The results are bold, colorful, and often whimsical. The designer Todd Oldham wrote of Harper, "Charley's inspired yet the accurate color sense is undeniable, and when combined with the precision he exacts on rendering only the most important details, one is always left with a sense of awe."
Charley, on numerous examples, also went outside the medium of graphic art and included short prose poems for the artwork he made.

Examples of Harper's style may be seen in the example above, as well as the following United States National Park Service posters:
In 2002 his artwork was selected for the International Migratory Bird Day conservation theme- Exploring Habitats.

== Honors ==
In honor of Charley Harper's work, December 8, 2006, was declared "Charley Harper Day" by the mayor of Cincinnati, Mark Mallory.
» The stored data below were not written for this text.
PR #239, opened 2022-01-10
Add wrappers for GDALBuildVRT, GDALApplyGeoTransform, GDALInvGeoTransform

amartin96:
---

I did not know where to put `apply_geo_transform` and `inv_geo_transform`, so I left them in `lib.rs`. Please let me know where they should go.

I also did not know what manner of tests should be included. Please let me know what I should contribute in that regard.


src/lib.rs
```diff
@@ -42,6 +43,37 @@ pub use dataset::{
...
+        );
+    }
+    (geo_x, geo_y)
+}
+
+/// Invert Geotransform.
+/// Wraps [GDALInvGeoTransform].
+///
+/// [GDALInvGeoTransform]: https://gdal.org/api/raster_c_api.html#_CPPv419GDALInvGeoTransformPdPd
+pub fn inv_geo_transform(geo_transform: &GeoTransform) -> GeoTransform {
```
lnicola, line 69:
```suggestion
pub fn invert_geo_transform(geo_transform: &GeoTransform) -> Result<GeoTransform> {
```

This function is fallible, we should expose that in the interface.

src/raster_programs.rs
```diff
@@ -0,0 +1,72 @@
...
+
+    // Convert args to raw strings
+    let mut c_args = Vec::<*mut c_char>::new();
+    for arg in args {
+        c_args.push(CString::new(arg)?.into_raw());
+    }
+    c_args.push(null_mut()); // Null-terminate it
+
+    let result = unsafe {
+        let options = gdal_sys::GDALBuildVRTOptionsNew(c_args.as_mut_ptr(), null_mut());
```
lnicola, line 34: I'd prefer wrapper around this that calls `GDALBuildVRTOptionsFree` on drop.

src/raster_programs.rs
```diff
@@ -0,0 +1,72 @@
...
+        None => null_mut(),
+    };
+
+    // Convert args to raw strings
+    let mut c_args = Vec::<*mut c_char>::new();
+    for arg in args {
+        c_args.push(CString::new(arg)?.into_raw());
+    }
+    c_args.push(null_mut()); // Null-terminate it
+
```
lnicola, line 32: Something like `let c_options_ptrs = std::iter::chain(args.iter().map(|o| o.as_ptr()), std::iter::once(null_mut())).collect::<Vec<_>>(); ` would be nicer here because you don't have to free them afterwards.

src/raster_programs.rs
```diff
@@ -0,0 +1,72 @@
...
+/// [GDALBuildVRT]: https://gdal.org/api/gdal_utils.html#gdal__utils_8h_1a057aaea8b0ed0476809a781ffa377ea4
+/// [program docs]: https://gdal.org/programs/gdalbuildvrt.html
+pub fn build_vrt<D: Borrow<Dataset>>(
+    dest: Option<String>,
+    datasets: &[D],
+    args: Vec<String>,
+) -> Result<Dataset> {
+    // Convert dest to raw string
+    let dest = match dest {
+        Some(s) => CString::new(s)?.into_raw(),
```
lnicola, line 22: Same as below, `dest.map(|p| p.as_mut_ptr())`.

src/raster_programs.rs
```diff
@@ -0,0 +1,72 @@
...
+};
+
+/// Build a VRT from a list of datasets.
+/// Wraps [GDALBuildVRT].
+/// See the [program docs] for more details.
+///
+/// [GDALBuildVRT]: https://gdal.org/api/gdal_utils.html#gdal__utils_8h_1a057aaea8b0ed0476809a781ffa377ea4
+/// [program docs]: https://gdal.org/programs/gdalbuildvrt.html
+pub fn build_vrt<D: Borrow<Dataset>>(
+    dest: Option<String>,
```
lnicola, line 16: This should probably be `Option<Path>` or similar?

src/raster_programs.rs
```diff
@@ -0,0 +1,72 @@
...
+    datasets: &[D],
+    args: Vec<String>,
+) -> Result<Dataset> {
```
lnicola, line 19: It might be nicer to split this function into generic and non-generic parts, like in https://doc.rust-lang.org/src/std/path.rs.html#1237-1239.

src/raster_programs.rs
```diff
@@ -0,0 +1,72 @@
...
+            let _ = CString::from_raw(dest);
+        }
+        for c_arg in c_args {
+            if !c_arg.is_null() {
+                let _ = CString::from_raw(c_arg);
+            }
+        }
+
+        if dataset_out.is_null() {
+            return Err(GdalError::NullPointer {
```
lnicola, line 62: There's a `_last_null_pointer_err` helper that gets the correct error message.

amartin96:
Thanks for the feedback. I've summarized my updates below:

- `invert_geo_transform` now returns a result.
- Added `struct BuildVRTOptions` that frees the owned pointer on drop.
- `build_vrt`
   - Uses `_last_null_pointer_err` to populate the error result.
   - Employs that thin generic wrapper pattern. (is there a name for this?)
   - Takes `dest: Option<&Path>` instead of `String`, though it gets converted using `Path::to_string_lossy`

I didn't take the suggestions re: raw strings verbatim, as I didn't see how they added terminating null bytes. I did look at `GDALBuildVRTOptionsNew` and determine that it doesn't actually mutate the strings, so I left them owned by the `CString`s, which hopefully addresses part of the concern.

src/raster_programs.rs
```diff
@@ -0,0 +1,107 @@
...
+            .iter()
+            .map(|x| x.borrow())
+            .collect::<Vec<&Dataset>>(),
+        args,
+    )
+}
+
+fn _build_vrt(dest: Option<&Path>, datasets: &[&Dataset], args: Vec<String>) -> Result<Dataset> {
+    // Convert dest to CString
+    let dest = match dest {
```
lnicola, line 75: It's not great, but let's use `utils::_path_to_c_string` here.

src/raster_programs.rs
```diff
@@ -0,0 +1,107 @@
...
+    c_options: *mut GDALBuildVRTOptions,
+}
+
+impl BuildVRTOptions {
+    /// See [GDALBuildVRTOptionsNew].
+    ///
+    /// [GDALBuildVRTOptionsNew]: https://gdal.org/api/gdal_utils.html#_CPPv422GDALBuildVRTOptionsNewPPcP28GDALBuildVRTOptionsForBinary
+    fn new(args: Vec<String>) -> Result<Self> {
+        // Convert args to CStrings to add terminating null bytes
+        let mut cstr_args = Vec::<CString>::new();
```
lnicola, line 24: Untested, but:

```rust
let cstr_args = args.into_iter()
    .map(|arg| CString::new(arg))
    .collect::<Result<Vec<_>>>()?;
```

This looks nicer and (as a minor point) pre-allocates the destination `Vec`.

amartin96:
Incorporated latest feedback.

src/raster_programs.rs
```diff
@@ -0,0 +1,107 @@
...
+}
+
+/// Build a VRT from a list of datasets.
+/// Wraps [GDALBuildVRT].
+/// See the [program docs] for more details.
+///
+/// [GDALBuildVRT]: https://gdal.org/api/gdal_utils.html#gdal__utils_8h_1a057aaea8b0ed0476809a781ffa377ea4
+/// [program docs]: https://gdal.org/programs/gdalbuildvrt.html
+pub fn build_vrt<D: Borrow<Dataset>>(
+    dest: Option<&Path>,
```
lnicola, line 65: Sorry for missing this. I guess `dest: Option<P> ... where P: AsRef<Path>` would be nicer, so you can call it with strings.

lnicola (approved):

amartin96:
@lnicola Taking `dest: Option<P> ... where P: AsRef<Path>` has made it so a type annotation is needed when passing `None`:

```
gdal::raster_programs::build_vrt(None, datasets, args)
^^^^^^^^^^^^^^^^^^^^^^^^^^^^^^^^ cannot infer type for type parameter `P` declared on the function `build_vrt`
```

A default type cannot be specified because that is not allowed for functions:

```
error: defaults for type parameters are only allowed in `struct`, `enum`, `type`, or `trait` definitions
pub fn build_vrt<D: Borrow<Dataset>, P: AsRef<Path> = &'static str>(
                                     ^
```

Is there a cleaner way to do this?

lnicola:
Ah, good point. You can still specify the type, but it's an ugly API. Let's revert this change .

src/lib.rs
```diff
@@ -42,6 +43,43 @@ pub use dataset::{
 pub use driver::Driver;
 pub use metadata::Metadata;
 
+/// Apply GeoTransform to x/y coordinate.
```
rmanoka, line 46: The `GeoTransform` relevant methods might be better placed inside the `dataset` or the `rasters` module.  It is anyway only relevant to rasters IIUC.

src/lib.rs
```diff
@@ -42,6 +43,43 @@ pub use dataset::{
...
+/// Wraps [GDALApplyGeoTransform].
+///
+/// [GDALApplyGeoTransform]: https://gdal.org/api/raster_c_api.html#_CPPv421GDALApplyGeoTransformPdddPdPd
+pub fn apply_geo_transform(geo_transform: &GeoTransform, pixel: f64, line: f64) -> (f64, f64) {
```
rmanoka, line 50: Would it be more ergonomic to throw these inside a trait that is impl by `GeoTransform` so we get the nicer:

```rust
let (wx, wy) = geo_t.apply(pix, line);
let inv_t = geo_t.invert()?;
```

Optional suggestion.

src/raster_programs.rs
```diff
@@ -0,0 +1,107 @@
+use crate::{
```
rmanoka, line 1: Would be nice to move these into a sub-module `raster_programs::vrt` or similar.   Not a major concern, but this mod. might get cluttered if we bring in more of the programs like Warp, etc.

src/raster_programs.rs
```diff
@@ -0,0 +1,107 @@
...
+    }
+}
+
+/// Build a VRT from a list of datasets.
+/// Wraps [GDALBuildVRT].
+/// See the [program docs] for more details.
+///
+/// [GDALBuildVRT]: https://gdal.org/api/gdal_utils.html#gdal__utils_8h_1a057aaea8b0ed0476809a781ffa377ea4
+/// [program docs]: https://gdal.org/programs/gdalbuildvrt.html
+pub fn build_vrt<D: Borrow<Dataset>>(
```
rmanoka, line 64: Could we expose the `BuildVRTOptions` struct, and let this method take an `Option<BuildVrtOptions>` instead of a `Vec<String>` ?  Seems more similar to the C api, and also a bit more natural.

src/raster_programs.rs
```diff
@@ -0,0 +1,107 @@
...
+/// [GDALBuildVRTOptions]: https://gdal.org/api/gdal_utils.html#_CPPv419GDALBuildVRTOptions
+struct BuildVRTOptions {
+    c_options: *mut GDALBuildVRTOptions,
+}
+
+impl BuildVRTOptions {
+    /// See [GDALBuildVRTOptionsNew].
+    ///
+    /// [GDALBuildVRTOptionsNew]: https://gdal.org/api/gdal_utils.html#_CPPv422GDALBuildVRTOptionsNewPPcP28GDALBuildVRTOptionsForBinary
+    fn new(args: Vec<String>) -> Result<Self> {
```
rmanoka, line 26: Does `args` have to be a `Vec<String>`?  Wouldn't any `IntoIterator<Item = ...>` work?  This would avoid allocations if it's a fixed sized array.

Going one more step, does the inner type have to be `String` or anything that impls `TryInto<CString>` (like `Vec<U8>` or `Vec<NonZeroU8>`, etc.)?

rmanoka (changes requested):
@amartin96 Nice PR!  The overall code looks great; my suggestions are mostly cosmetic.

src/raster_programs.rs
amartin96: I attempted to implement this as follows:
```rust
pub fn new<S: TryInto<CString>, I: IntoIterator<Item = S>>(args: I) -> Result<Self> {
    let cstr_args = args.into_iter().map(|x| x.try_into()).collect::<std::result::Result<Vec<CString>, _>>()?;
```
However, I do not know how to convert `TryInto<CString>::Error` to `GdalError::FfiNulError`.

Can you show me how its done? Is the rest of it as you intended?

rmanoka: Hmm, good pt.; we can't give a good error for arbitrary conversion failures, and the user could anyway `map` as req. before passing it.  How about:

```
fn new<S: Into<Vec<u8>>, I: IntoIterator<Item = S>>(args: I) -> Result<Self> {
    let c_args = args
        .into_iter()
        .map(|x| CString::new(x))
        .collect::<std::result::Result<Vec<CString>, _>>()?;
    ....
}
```
This is inline with the rest of the lib, where we expect `&str` to pass `CString` to the FFI.  The above seems to accept both `&str`, and `String`, so that should be good.

rmanoka (approved):

rmanoka:
Changes look good to me; thanks again @amartin96 .  Pinging @lnicola @jdroenner :  could you pls. allow running CI and merge if all looks good?

lnicola:
I took a hard page fault on this one :smile:.

CHANGES.md
```diff
@@ -2,6 +2,12 @@
 
 ## Unreleased
 
+- Add `raster_programs::build_vrt`
```
```suggestion
- Add `programs::raster::build_vrt`
- Add `GeoTransformTrait` extension trait with `apply` and `invert`
```

rmanoka:
@amartin96 One final nitpick:  it would be good to rename `GeoTransformTrait` as `GeoTransformEx`.  That's the typical rust naming convention for traits to add functionalities.

src/dataset.rs
```diff
@@ -31,6 +31,48 @@ use bitflags::bitflags;
...
+        }
+        (geo_x, geo_y)
+    }
+
+    /// Invert Geotransform.
+    /// Wraps [GDALInvGeoTransform].
+    ///
+    /// [GDALInvGeoTransform]: https://gdal.org/api/raster_c_api.html#_CPPv419GDALInvGeoTransformPdPd
+    fn invert(&self) -> Result<GeoTransform> {
+        let mut gt_out: GeoTransform = Default::default();
```
lnicola, line 64: We could use [`MaybeUninit`](https://doc.rust-lang.org/std/mem/union.MaybeUninit.html) here, but it's fine to leave it like this.

Minor nit: I prefer keeping as much code as possible outside `unsafe` blocks, as in `let rv = unsafe { ... }; if rv == 0 { ... }`.

CHANGES.md
```diff
@@ -2,6 +2,13 @@
 
 ## Unreleased
 
+- Add `programs::raster::build_vrt`
+- Add `GeoTransformTrait` extension trait with `apply` and `invert`
+- Add `apply_geo_transform`
```
lnicola, line 7: These two lines need to be removed

lnicola:
bors d+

In 2003, the Sharonville Fine Arts Council awarded Harper a Lifetime Achievement Award.

In 2007, an exhibition of the Harpers' early work was held at the Cincinnati Art Museum.

In 2011, the first exhibition of Harper's works in Germany took place at Kunstverein in Hamburg.

In 2020, Harper was posthumously awarded the John A. Ruthven Medal of Distinction.

In 2021, an exhibit of some of Harper's work at the Cincinnati Museum Center.

Great Parks of Hamilton County (Ohio) named part of Winton Woods, Harper Meadows, after Harper. The area contains many reservable shelters, a playground, a snow sledding hill, and is adjacent to the lake, and the hike/bike trail.